After that incident, Hannaford installed near-real-time backup systems for its mainframes and key Unix and Windows servers at another data center about seven miles away, as well as at a smaller facility in upstate New York. "It's kind of a poor man's cluster," Roberts said.
In an August 2007 IDC survey of 350 data center professionals, about 37 per cent of the respondents said that their data centers had experienced an outage of some sort. The survey did not ask about the length of outages or when they occurred.
Matthew Eastwood, an IDC analyst, said human error is the most common cause of data center outages. Causes range from mistakenly hitting the emergency power-off button to tripping over a power cord.
The second most common causes of outages are incidents outside of the data center's control, such as what happened at Hannaford.
Eastwood said that data centers can also face problems when cooling and power equipment, which are often overseen by the facilities group, are not in sync with IT requirements.
"Both groups should report into the same organization," or at least they should better coordinate their plans, Eastwood said.
Toyota Financial Services found another route to cutting down on short-term data center outages.
Not too long ago, the company had what it considered major incidents -- outages of at least an hour -- three or four times a week, according to Dave Howard, national manager of service management at Toyota's financing arm. The problems included downed networks, enterprisewide application problems, and server or facility outages, he said.

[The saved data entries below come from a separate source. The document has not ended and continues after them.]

PR #311, opened 2021-06-28
Fi 1262 search string starts with

czh-orz:
# Summary
This addresses an issue where tests that searched against a string target value incorrectly failed. This happens because the validation checked if the searched value was the value in the resource. It should instead just check if the value in the resource starts with the searched value. https://www.hl7.org/fhir/search.html#string

Eg.) searching for family="test" might return two patients with family="test" and family="testing". The "testing" value would've incorrectly failed validation. 

## New behavior
Searches against string values will check that the value starts with the searched value.

## Code changes
I changed the validation portion of validate_resource_item for parameters that had a string search value.

### DIFF
--- a/test/unit/sequence_base_test.rb
+++ b/test/unit/sequence_base_test.rb
@@ -58,6 +58,32 @@ class SequenceBaseTest < MiniTest::Test
         end
       end
     end
+
+    it 'passes when string value starts with searched value' do
+      @instance = Inferno::TestingInstance.create!
+      client = FHIR::Client.new('')
+      patient_sequence = Inferno::Sequence::USCore311PatientSequence.new(@instance, client, true)
+      patient_resource = FHIR::Patient.new(
+        name: [{
+          family: 'LastName'
+        }]
+      )
+      patient_sequence.validate_resource_item(patient_resource, 'family', 'las')
+    end
+
+    it 'fails when string value does not start with searched value' do
+      @instance = Inferno::TestingInstance.create!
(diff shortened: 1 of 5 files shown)


Jammjammjamm (approved):

test/unit/sequence_base_test.rb
```diff
@@ -58,6 +58,32 @@ class SequenceBaseTest < MiniTest::Test
         end
       end
     end
+
+    it 'passes when string value starts with searched value' do
```
okeefm, line 62: Should these tests be in the `US Core Patient Test`? Or is that the wrong place for them (either because they're autogenerated, or another reason?)

arscan: I agree that it is very odd to have a dependency on USCore311 tests here, and ideally the code would be written such that you could wouldn't need a dependency on a specific test.  What if we remove the test.  Having said that, all tests in this entire file have this problem, the addition adds useful test coverage, and we're planning on migrating off this platform anyhow in the future... so a big refactor to fix this doesn't make sense to me.

arscan:
I spent awhile looking at how our `name` tests behave, and as part of that I added a few tests to make sure that it all worked as intendend.  I did notice that we do not support fuzzy search by name, which is something we should support, as it is required by the spec. One thing that is problematic is that technically FHIR also allows servers to add more results if they 'believe' them to be useful, so we may want to figure out how to allow that behavior without throwing out all this checking we do.

arscan (approved):

PR #322, opened 2021-07-14
Updated Provenance Test to not require search

hershilpatel:
# Summary
USCPROV-04 fails on the reference server because the test required Provenance search. The reference server conformance statement do not support search as US Core does not require it. Updated the test to only check for read.

## New behavior
The reference server should pass all Single Patient Api tests (specifically USCPROV-04)


hershilpatel:
This needs to be fixed in the generator, so closing

PR #323, opened 2021-07-21
Fi 1269 reference server pass USCPROV 04

hershilpatel:
# Summary
The inferno-reference-server fails test USCPROV 04 because it requires search to be supported. This fails because reference server's capability statement does not declare for support for Provenance search

## New behavior
The generator was changed to not check for read and support being declared in cabablity statement, as it is checked in previous tests. The the tests were regenerated with this in mind.

## Testing guidance
Run the reference server through this version of inferno and USCPROV-04

### DIFF
--- a/generator/uscore/uscore_generator.rb
+++ b/generator/uscore/uscore_generator.rb
@@ -716,7 +716,7 @@ module Inferno
       def create_resource_profile_test(sequence)
         test_key = :validate_resources
         test = {
-          tests_that: "#{sequence[:resource]} resources returned from previous search conform to the #{sequence[:profile_name]}.",
+          tests_that: "#{sequence[:resource]} resources returned conform to the #{sequence[:profile_name]}.",
           key: test_key,
           index: sequence[:tests].length + 1,
           link: sequence[:profile],
@@ -924,7 +924,6 @@ module Inferno
 
         resource_array = sequence[:delayed_sequence] ? "@#{sequence[:resource].underscore}_ary" : "@#{sequence[:resource].underscore}_ary&.values&.flatten"
         test[:test_code] = %(
-              skip_if_known_not_supported(:#{sequence[:resource]}, [:search, :read])
               #{skip_if_not_found_code(sequence)}
 
               validated_resources = Set.new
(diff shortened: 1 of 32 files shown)


generator/uscore/uscore_generator.rb
```diff
@@ -716,7 +716,7 @@ def structure_to_string(struct)
       def create_resource_profile_test(sequence)
         test_key = :validate_resources
         test = {
-          tests_that: "#{sequence[:resource]} resources returned from previous search conform to the #{sequence[:profile_name]}.",
+          tests_that: "#{sequence[:resource]} resources returned conform to the #{sequence[:profile_name]}.",
```
Jammjammjamm, line 719: I think we should run this wording change by @arscan.

arscan: I think I'm ok with it.  For these, try to put yourself in the position of a developer that is looking at these tests for the first time.  If they fail the test, will they ask "what resources returned where?"  I would like to train people to be reading the test details if it is hard to be succinct here, so maybe that's the answer (we beef up the details section).  Or maybe we can just state "...resources received during previous tests...".

arscan: Now that we are really getting into the wording here, this isn't quite accurate.  Sometimes we only look at SOME of the resources, because not all Observation resource types need to conform to the BodyWeight profile, for example.  Should we instead say "Applicable #{sequence[:resource]} resources received during previous tests"?

hershilpatel: I like that wording, still succinct but more descriptive, I'll make the update

arscan: I was looking at the other tests, and the downside of rewording it too much is that then the wording may start misaligning with the language in the other tests, so we get into the situation where we are renaming all tests.  I think maybe just going with "returned during previous tests" is good and we'll leave it at that.  Thansk!

arscan (approved):
The slightly weird thing about this is that if you don't properly do your conformance statement, you'll get a mix of skip messages... some tests say something like 'you don't say you support this resource' while some will say 'you haven't returned any resources to us'.  Turns out we did this already a little with the 'Must Support' tests, so this isn't really making it any worse from that perspective, and it certainly is fixing the issue we had before.  So I think this is fine to merge.

PR #1240, opened 2021-07-20
grn_table_selector: add support for section and weight in prefix search

naoa:


kou:
I've added weight vector support to `grn_ii_cursor` and `grn_index_cursor` and use the new APIs for this.

naoa:
Thanks!

PR #1241, opened 2021-07-20
grn_table_selector: add support weight for prefix search

naoa:


kou:
#1240 also resolves this.

PR #1245, opened 2021-07-26
function: add support for object literal in object literal

kou:


kou:
Cc: @HashidaTKS

kou:
I'll merge this because I want to use this soon.
You can add comments after I merge this.

PR #1250, opened 2021-07-29
tool: add a tool for updating bundled Apache Arrow

komainu8:


kou:
Can we use `Makefile` (and shell script) like existing `make update-mruby` and `make update-nginx`?

komainu8:
I see.
I'll remake by using `Makefile` and shell script.

PR #1252, opened 2021-07-29
wal: add support for recovering fixed size column

kou:


kou:
Cc: @HashidaTKS

kou:
I'll add more commits to this and merge this after we release 11.0.5.

PR #1254, opened 2021-08-05
cache: clear all keys on disable

kou:
GitHub: ref GH-1224

Reported by higchi. Thanks!!!


kou:
Cc: @HashidaTKS

kou:
This will be safe because we always lock both read and write access to the hash.
(We need a stress test for this.)

HashidaTKS (approved):

PR #1256, opened 2021-08-20
grn_ctx_at: add missing lock clear

komainu8:
If some threads open the same object around the same time,
threads except for a thread that executes the opening object
at first are waiting for opening the target object.

At this time, threads that are waited for an opening object
take locks, but these locks are not released.

Therefore, these locks remain until Groonga's process is
restarted in the above case.

### DIFF
--- a/lib/db.c
+++ b/lib/db.c
@@ -11162,8 +11162,10 @@ grn_ctx_at(grn_ctx *ctx, grn_id id)
                 "<%u>(<%.*s>)",
                 id,
                 name_size, name);
+            grn_db_value_unlock(ctx, id, vp);
             goto exit;
           }
+          grn_db_value_unlock(ctx, id, vp);
         }
         if (vp->ptr) {
           switch (vp->ptr->header.type) {
--- a/lib/db.c
+++ b/lib/db.c
@@ -11151,7 +11151,8 @@ grn_ctx_at(grn_ctx *ctx, grn_id id)
           vp->done = 1;
           GRN_FUTEX_WAKE(&vp->ptr);
         } else {
-          if (!grn_db_value_wait(ctx, id, vp)) {
+          bool success = grn_db_value_wait(ctx, id, vp);
+          if (!success) {
             const char *name;
             uint32_t name_size = 0;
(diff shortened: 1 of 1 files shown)


lib/db.c
```diff
@@ -11162,8 +11162,10 @@ grn_ctx_at(grn_ctx *ctx, grn_id id)
                 "<%u>(<%.*s>)",
                 id,
                 name_size, name);
+            grn_db_value_unlock(ctx, id, vp);
             goto exit;
           }
+          grn_db_value_unlock(ctx, id, vp);
```
kou, line 11168: How about the following flow to show we want to ensure unlocking?

```c
bool success = grn_db_value_wait(ctx, id, vp);
if (!success) {
  /* set error */
}
grn_db_value_unlock(ctx, id, vp); /* This sentence is always executed because there is no condition. */
if (!success) {
  goto exit;
}
```

kou: Or:

```c
bool success = grn_db_value_wait(ctx, id, vp);
uint32_t current_lock = vp->lock;
grn_db_value_unlock(ctx, id, vp); /* This sentence is always executed because there is no condition. */
if (!success) {
  /* set error */
  goto exit;
}
```

I've fixed it at https://github.com/groonga/groonga/pull/1256/commits/4154545269ac6986972f74114f28bfc81f94554d.

lib/db.c
```diff
@@ -11162,10 +11163,11 @@ grn_ctx_at(grn_ctx *ctx, grn_id id)
                 "<%u>(<%.*s>)",
                 id,
                 name_size, name);
-            grn_db_value_unlock(ctx, id, vp);
+          }
+          grn_db_value_unlock(ctx, id, vp); /* This sentence is always executed because there is no condition. */
```
kou, line 11167: The comment is needless.
It's just for explaining this to you.

komainu8: Oh...
I've removed it.

kou:
https://github.com/groonga/groonga/runs/3380075216?check_suite_focus=true
This breaks reference count mode. We should not unlock when reference count mode and succeeded case.

PR #1257, opened 2021-08-21
grn_ctx_at: don't unlock when reference count mode and succeeded case

komainu8:
Because if reference count mode and succeeded case, vp->lock unlock
when grn_obj_unlink().

### DIFF
--- a/lib/db.c
+++ b/lib/db.c
@@ -11152,8 +11152,7 @@ grn_ctx_at(grn_ctx *ctx, grn_id id)
           vp->done = 1;
           GRN_FUTEX_WAKE(&vp->ptr);
         } else {
-          bool success = grn_db_value_wait(ctx, id, vp);
-          if (!success) {
+          if (!grn_db_value_wait(ctx, id, vp)) {
             const char *name;
             uint32_t name_size = 0;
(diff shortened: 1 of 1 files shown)


lib/db.c
```diff
@@ -11164,9 +11165,16 @@ grn_ctx_at(grn_ctx *ctx, grn_id id)
...
+          if (grn_enable_reference_count) {
+            if (!success) {
+              grn_db_value_unlock(ctx, id, vp);
+              goto exit;
+            }
+          } else {
+            grn_db_value_unlock(ctx, id, vp);
+            if (!success) {
+              goto exit;
+            }
```
kou, line 11177: This logic is difficult to understand. How about the following flow?

```c
if (!grn_db_value_wait(ctx, id, vp)) {
  /* set error */
  grn_db_value_unlock(ctx, id, vp); /* Always unlock on error */
  goto exit;
}
if (!grn_enable_reference_count) {
  grn_db_value_unlock(ctx, id, vp); /* Unlock on non reference count mode. */
}
```

I've fixed at https://github.com/groonga/groonga/pull/1257/commits/37f884893e281ce777e5651de711f58c94be5959.

PR #1258, opened 2021-08-24
grn_obj_flush_only_dependent: improve performance

komainu8:
TODO:
Add a reason for the change into the commit message.
Test.


kou:
This is not acceptable.
Lock is needed for safe WAL clear.

komainu8:
This problem has already resolved at 0ca71c1df8cb6828eeb3c12c3361e0d02f62a8ba.
Therefore, this is close.

PR #1260, opened 2021-08-30
ci: add missing trigger patterns

komainu8:
Because CI doesn't execute even if we push tags or maintenance branch currently.


kou:
Oh, sorry.

PR #1264, opened 2021-09-07
grn_io_seg_map_: fix a resource leak

komainu8:
Currently, If DO_MAP fails, opened fileinfo is not close.
Because unlink does not release file descriptor.

Therefore, If DO_MAP fails, the file descriptor is not released until
Groonga restarts.


kou:
Good catch!

PR #2486, opened 2025-08-20
table: use the header of table object instead of the header of grn_obj

komainu8:
Fix: GH-2484

Groonga refers to the header of grn_obj when executing a truncate command.
However, the header of `grn_obj` does not include the flag information of individual tables.

Currently, Groonga cannot set the correct flags when executing a truncate command on a table.
As a result, `TABLE_PAT_KEY` and `TABLE_HASH_KEY` lose the `KEY_LARGE` flag after the truncate command is executed.

With this modification, Groonga now refers to the header of each individual table.


lib/hash.c
```diff
@@ -2263,7 +2263,7 @@ grn_hash_truncate(grn_ctx *ctx, grn_hash *hash)
   }
   key_size = hash->key_size;
   value_size = hash->value_size;
-  flags = hash->obj.header.flags;
+  flags = hash->header.common->flags;
```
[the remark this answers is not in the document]
komainu8: Header layout of `grn_hash` and `grn_pat` is different as below.

---

`grn_pat

```
struct _grn_pat {
...
  struct grn_pat_header *header;
...
};

struct grn_pat_header {
  uint32_t flags;
...
};
```

`grn_hash`

```
struct _grn_hash {
...
  union {
    grn_hash_header_common *common;
    grn_hash_header_normal *normal;
    grn_hash_header_large  *large;
  } header;
...
};

#define GRN_HASH_HEADER_COMMON_FIELDS\
  uint32_t flags;\
  grn_encoding encoding;\
  uint32_t key_size;\
  uint32_t value_size;\
  grn_id tokenizer;\
  uint32_t curr_rec;\
  uint32_t curr_key_normal;\
  uint32_t idx_offset;\
  uint32_t entry_size;\
  uint32_t max_offset;\
  uint32_t n_entries;\
  uint32_t n_garbages;\
  uint32_t lock;\
  grn_id normalizer;\
  uint32_t truncated;\
  uint64_t curr_key_large;\
  uint64_t wal_id;\
  uint32_t reserved[10]

struct _grn_hash_header_common {
  GRN_HASH_HEADER_COMMON_FIELDS;
};
```

abetomo (approved):

lib/hash.c
otegami, line 2266: Do we need to preserve the existing hash->obj.header.flags, or is it okay to overwrite them?

otegami (commented):
[nits] Fix the minor grammatical errors in the PR description.
```
Groonga refers to the header of grn_obj when executing a truncate command.
However, the header of `grn_obj` does not include the flag information of individual tables.

Currently, Groonga cannot set the correct flags when executing a truncate command on a table.
As a result, `TABLE_PAT_KEY` and `TABLE_HASH_KEY` lose the `KEY_LARGE` flag after the truncate command is executed.

With this modification, Groonga now refers to the header of each individual table.
```

lib/hash.c
otegami: Made a call with @komainu8 
It’s fine to overwrite them.
The `hash->header.common->flags` already includes the existing information, so nothing will be lost.

PR #2490, opened 2025-08-20
NormalizerNFKC unify_iteration_mark: support single ideographic iteration mark (U+3005)

otegami:
GitHub: GH-2487

Add support for the ideographic iteration mark 々(U+3005) to the unify_iteration_mark option.
This allows proper normalization of Japanese kanji reduplication like 時々 → 時時.

### DIFF
--- a/lib/nfkc.c
+++ b/lib/nfkc.c
@@ -74,6 +74,7 @@ grn_nfkc_normalize_options_init(grn_ctx *ctx,
   options->unify_kana_hyphen = false;
   options->unify_kana_prolonged_sound_mark = false;
   options->unify_katakana_trailing_o = false;
+  options->unify_iteration_mark = false;
   options->unify_to_romaji = false;
   options->unify_to_katakana = false;
   options->remove_blank = false;
@@ -396,6 +397,12 @@ grn_nfkc_normalize_options_apply(grn_ctx *ctx,
                                     raw_options,
                                     i,
                                     options->unify_katakana_trailing_o);
+    } else if (GRN_RAW_STRING_EQUAL_CSTRING(name_raw, "unify_iteration_mark")) {
+      options->unify_iteration_mark =
+        grn_vector_get_element_bool(ctx,
+                                    raw_options,
+                                    i,
+                                    options->unify_iteration_mark);
     } else if (GRN_RAW_STRING_EQUAL_CSTRING(name_raw, "unify_to_romaji")) {
       options->unify_to_romaji =
         grn_vector_get_element_bool(ctx,
--- a/lib/normalizer.c
+++ b/lib/normalizer.c
@@ -3429,6 +3429,57 @@ grn_nfkc_normalize_unify_romaji(grn_ctx *ctx,
 }
 
 static const unsigned char *
+grn_nfkc_normalize_unify_iteration_mark(grn_ctx *ctx,
+                                        const unsigned char *start,
+                                        const unsigned char *current,
+                                        const unsigned char *end,
+                                        size_t *n_used_bytes,
+                                        size_t *n_used_characters,
+                                        unsigned char *unified_buffer,
+                                        size_t *n_unified_bytes,
+                                        size_t *n_unified_characters,
+                                        void *user_data)
+{
+  size_t char_length;
+
+  char_length = (size_t)grn_charlen_(ctx, current, end, GRN_ENC_UTF8);
+
+  *n_used_bytes = char_length;
+  *n_used_characters = 1;
+
+  /* U+3005 IDEOGRAPHIC ITERATION MARK 々 */
+  if (char_length == 3 && current[0] == 0xe3 && current[1] == 0x80 &&
+      current[2] == 0x85) {
+    if (current > start) {
+      const unsigned char *prev = current - 1;
+
+      while (prev > start && (*prev & 0xc0) == 0x80) {
+        prev--;
+      }
+
+      size_t prev_char_length =
+        (size_t)grn_charlen_(ctx, prev, current, GRN_ENC_UTF8);
+
+      if (prev_char_length > 0) {
+        size_t i;
+        for (i = 0; i < prev_char_length; i++) {
+          unified_buffer[(*n_unified_bytes)++] = prev[i];
+        }
+        (*n_unified_characters)++;
+        *n_used_bytes = prev_char_length;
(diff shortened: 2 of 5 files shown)


lib/normalizer.c
```diff
@@ -3428,6 +3428,23 @@ grn_nfkc_normalize_unify_romaji(grn_ctx *ctx,
...
+                                        const unsigned char *end,
+                                        size_t *n_used_bytes,
+                                        size_t *n_used_characters,
+                                        unsigned char *unified_buffer,
+                                        size_t *n_unified_bytes,
+                                        size_t *n_unified_characters,
+                                        void *user_data)
+{
+  /* TODO: Implement iteration mark (踊り字) expansion.
+   * For now, just return the current position unchanged. */
```
kou: How about implementing the easiest one pattern instead of nothing?
It seems that we can't test whether this works or not without implementation.

lib/normalizer.c
```diff
@@ -3852,6 +3869,23 @@ grn_nfkc_normalize_unify(grn_ctx *ctx, grn_nfkc_normalize_data *data)
...
+    if (need_swap) {
+      grn_nfkc_normalize_context_swap(ctx, &(data->context), &unify);
+      grn_nfkc_normalize_context_rewind(ctx, &unify);
+    }
+    grn_nfkc_normalize_unify_stateful(ctx,
+                                      data,
+                                      &unify,
+                                      grn_nfkc_normalize_unify_iteration_mark,
+                                      NULL,
+                                      "[unify][iteration_mark]");
```
kou:
```suggestion
                                      "[unify][iteration-mark]");
```

lib/normalizer.c
```diff
@@ -3428,6 +3428,93 @@ grn_nfkc_normalize_unify_romaji(grn_ctx *ctx,
...
+        iteration_count++;
+        pos += pos_char_length;
+      } else {
+        break;
+      }
+    }
+
+    if (current > start && iteration_count > 0) {
+      const unsigned char *search_pos = current;
+      const unsigned char *char_starts[iteration_count];
```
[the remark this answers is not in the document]
askdkc: 「Groonga 本体では 基本的に VLA は避けて grn_malloc を使う方針 が良いです。」

とAIも言い出すくらいに、GroongaもAIに学習されてるのね👀

test/command/suite/normalizers/nfkc/unify_iteration_mark/ideographic/reduplication.expected
```diff
@@ -0,0 +1,19 @@
+normalize   'NormalizerNFKC("unify_iteration_mark", true)'   "部分々々"   WITH_TYPES
```
komainu8: Should we also use "version" option as below?
`NormalizerNFKC("unify_iteration_mark", true, "version", "NFKC_VERSION")`

komainu8:
Some tests are failure. ( e.g. https://github.com/groonga/groonga/actions/runs/17231634694/job/48886774915?pr=2490 )
We will need to fix them.

lib/nfkc.c
```diff
@@ -396,6 +397,12 @@ grn_nfkc_normalize_options_apply(grn_ctx *ctx,
                                     raw_options,
                                     i,
                                     options->unify_katakana_trailing_o);
+    } else if (GRN_RAW_STRING_EQUAL_CSTRING(name_raw, "unify_iteration_mark")) {
```
komainu8, line 400: Should we use `raw_name` instead of `name_raw` aligned with `raw_options` ( https://github.com/groonga/groonga/pull/2490/files#diff-3fa3dff3156d509df3c960fe781da737f6e1a2b511d45d204191eea2c94f1032R403 )?

kou:
Can we focus on only the 時々 → 時時 case in this PR to make this PR more smaller?

otegami:
Thank you for reviewing it. I've addressed all of the review comments here.

otegami:
I will close this PR now because supporting `々` has two more cases and it's too complicated at first step.
- 部分々々 -> 部分部分
- 古々々米 -> 古古古米

lib/normalizer.c
```diff
@@ -3428,6 +3428,57 @@ grn_nfkc_normalize_unify_romaji(grn_ctx *ctx,
...
+
+  /* U+3005 IDEOGRAPHIC ITERATION MARK 々 */
+  if (char_length == 3 && current[0] == 0xe3 && current[1] == 0x80 &&
+      current[2] == 0x85) {
+    if (current > start) {
+      const unsigned char *prev = current - 1;
+
+      while (prev > start && (*prev & 0xc0) == 0x80) {
+        prev--;
+      }
```
kou, line 3458: In general, we should not backward characters in UTF-8. We can detect the first byte by the top 2 bits but it has overhead like this.

Can we keep the previous character length in `user_data` like `grn_nfkc_normalize_unify_kana_prolonged_sound_mark_like()` does?

lib/normalizer.c
```diff
@@ -3428,6 +3428,57 @@ grn_nfkc_normalize_unify_romaji(grn_ctx *ctx,
...
+        (size_t)grn_charlen_(ctx, prev, current, GRN_ENC_UTF8);
+
+      if (prev_char_length > 0) {
+        size_t i;
+        for (i = 0; i < prev_char_length; i++) {
+          unified_buffer[(*n_unified_bytes)++] = prev[i];
+        }
+        (*n_unified_characters)++;
+        *n_used_bytes = prev_char_length;
+        (*n_used_characters)++;
```
kou, line 3470: Is this correct?

test/command/suite/normalizers/nfkc/unify_iteration_mark/ideographic/single.test
```diff
@@ -0,0 +1,6 @@
+#@add-substitution /"version",\s"(?:.+?)"/ "\"version\", \"#{ENV['NFKC'] || '10.0.0'}\"" "\"version\", \"NFKC_VERSION\""
+normalize \
+  'NormalizerNFKC("unify_iteration_mark", true)' \
+  "時々" \
```
kou, line 4: Could you add at least one character before and after "時々" to detect wrong N bytes/characters computation?

otegami:
Thank you for review comments. I've addressed the above comments in new GH-2499.

Issue #2493, opened 2025-08-25
grndb: misses `${DB}.0000000` check


kou:
### What happend?

It seems that `${DB}.0000000` check misses:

Since the company adopted the Information Technology Infrastructure Library, or ITIL -- best practices for managing systems and networks -- outages have been cut back to one every three or four months, according to Howard.
"Because we have better incident and change management, when something goes down today, we know what happened," Howard said. "And 70 per cent to 80 per cent of the time, it's our service providers and not us."
Left unchecked, outages could have increasingly dire consequences for businesses, analysts noted.
Consider the fact that, as part of the movement toward data center consolidation and server virtualization, companies are centralizing increasing amounts of equipment in single data centers. "If 60 per cent of your assets are centralized in one data center [and] the data center is down, the business is down, too," said IDC analyst Michelle Bailey.
She said data center managers should use that kind of reasoning to convince wary executives of the potential ROI of new systems that could prevent potential disasters.